Un poco por eso nunca se hicieron homenajes ni actividades públicas reivindicando su caída, me cuenta Ramón dos décadas después. Por respeto a los familiares, ¿viste? Me pregunto entonces si este Folletín, humildemente, no viene un poco a funcionar, entre otras cosas, como un homenaje a Kelly, y a tantos muchachos y chicas que, como ella, dieron su vida enfrentando el nuevo modelo de país que los militares, con un importante consenso de la sociedad civil, vinieron a imponer en beneficio de los grandes grupos económicos, de los colegas de Martínez de Hoz.
Ramón, que tenía entonces 15 años, contaba ya con algunos elementos básicos de formación militar. Durante esos meses había aprendido a armar y desarmar una pistola (porque si te tenés que cagar a tiros, porque te quieren matar, tenés que saber defenderte), y hasta había participado de un cursito de un día, donde le habían enseñado a utilizar un “RPG7” (lanzagranadas que se adosa a los fusiles FAL). Una formación conceptual, se apresura en aclarar, porque imaginate que en esa época no te podías poner a practicar.

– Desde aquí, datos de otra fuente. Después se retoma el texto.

PR #1027, opened 2017-03-17
Teach FormSpawner to handle query next=/path/to/landing

mgeplf:
* before, if /user-redirect/ was used, or if ?next=/path/
  and there was a FormSpawner, the query param would be lost


mgeplf:
I'm not sure that the test failures relate to changes I have made.  It seems that they are happening `hub.init_secrets()` due to encoding errors:

```
>                   secret = binascii.a2b_hex(text_secret)
E                   binascii.Error: Non-hexadecimal digit found
```

minrk:
Thanks!

PR #1597, opened 2017-12-27
Template messages

rschroll:
This builds on top of #1596, pulling out small bits of text as "messages" that a user may wish to override.  With these in place, all the user has to provide in the custom template directory are the relevant message templates.

This is done in the two places I was most interested in
1. On the home page (default empty)
2. On the spawn pending page (default to the existing text)

There are likely other places where this would make sense.  If you point the out, I'd be glad to set those up too.

After toying with a couple of other ideas, I ended up with the macro approach.  This seemed to give the most flexibility with the smallest amount of boilerplate.  Another approach would be to define a `base_home.html`, for example, with the content currently in `home.html` with a block added where the message would go.  Then the new (or customized) `home.html` would extend `base_home.html` and define the message block there.  While this might be a little more in line with the usual use of templates, it seemed to me to require a bit more commitment to making those various base files right now.  In contrast, the macro approach lets us easily add messages as desired.  I'd be happy to show what the other approach would look like, should you prefer.

### DIFF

Marcela también tenía cierta formación militar y estaba fogueada en las tareas de la clandestinidad, a pesar de sus escasos 20 años. Tiempo antes se había salvado por poco de caer en manos de una patota del Ejército que cayó a su casa, y que al no encontrarla a ella se llevaron a su madre. Zafó de pedo, cuenta Ramón, porque como llovía decidió quedarse a dormir en la casa de una amiga. Los que no zafaron fueron los “caramelos”, las cartas que Hugo, el hermano de Ramón, le enviaba a Kelly desde la cárcel. Inmediatamente, los militares caen a la casa de Ramón, pero para llevarse a su madre y a su tía y no a él, de quien nadie sospechó nada.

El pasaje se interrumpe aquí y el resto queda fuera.